++++ Data provided ++++
PR #7865, opened 2026-05-29
feat: change connection handling

SWvheerden:
Description
---
Changes connection handling to use weak and strong ref so that we dont disconnect used peers

### DIFF
--- a/base_layer/core/src/base_node/sync/block_sync/synchronizer.rs
+++ b/base_layer/core/src/base_node/sync/block_sync/synchronizer.rs
@@ -28,7 +28,13 @@ use std::{
 
 use futures::StreamExt;
 use log::*;
-use tari_comms::{PeerConnection, connectivity::ConnectivityRequester, peer_manager::NodeId, protocol::rpc::RpcClient};
+use tari_comms::{
+    PeerConnection,
+    RefKind,
+    connectivity::ConnectivityRequester,
+    peer_manager::NodeId,
+    protocol::rpc::RpcClient,
+};
 use tari_node_components::blocks::{Block, ChainBlock};
 use tari_transaction_components::{BanPeriod, aggregated_body::AggregateBody};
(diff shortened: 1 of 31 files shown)


comms/dht/src/connectivity/mod.rs
```diff
@@ -416,10 +416,21 @@ impl DhtConnectivity {
...
+                debug!(
+                    target: LOG_TARGET,
+                    "Skipping disconnect of peer '{}' because it is strongly held",
+                    connected[index].short_str()
+                );
+                continue;
+            }
             let disconnect_peer = connected.swap_remove(index);
             disconnected_peers.push(disconnect_peer);
         }
```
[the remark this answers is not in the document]
SWvheerden: this is not required to disconnect peers, this is purely so we eventually swap peers and make sure we dont form islands

base_layer/core/src/base_node/sync/block_sync/synchronizer.rs
```diff
@@ -94,26 +100,42 @@ impl<'a, B: BlockchainBackend + 'static> BlockSynchronizer<'a, B> {
...
+        for peer in self.sync_peers.iter_mut() {
+            if let Some(conn) = peer.connection() &&
+                !conn.is_connected()
+            {
+                peer.clear_connection();
+            }
+            if peer.ensure_strong_connection() {
+                continue;
+            }
+            match self
```
sdbondi, line 117: Why not always return a strong connection and then the caller can `.downgrade` as needed instead of passing another concept into dial peer?

sdbondi: And we should leverage the type system, like weak pointers for Arc/Rc do

```rust
let strong = dial(..).await?;
let weak: PeerConectionWeak = strong.downgrade();
```

sdbondi (approved):

PR #7867, opened 2026-06-02
feat: add synced gRPC healthcheck

ns212:
This pull request adds support for gRPC health checking to the Minotari node. The main changes introduce a health reporter that tracks the node's state via the state machine and updates the gRPC health status accordingly. This allows external systems to check the node's readiness and health using the standard gRPC health check protocol.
++++
(Your task): From the entries above, copy every line that holds the word "sdbondi".

(Result for this exercise):
sdbondi, line 117: Why not always return a strong connection and then the caller can `.downgrade` as needed instead of passing another concept into dial peer?
sdbondi: And we should leverage the type system, like weak pointers for Arc/Rc do
sdbondi (approved):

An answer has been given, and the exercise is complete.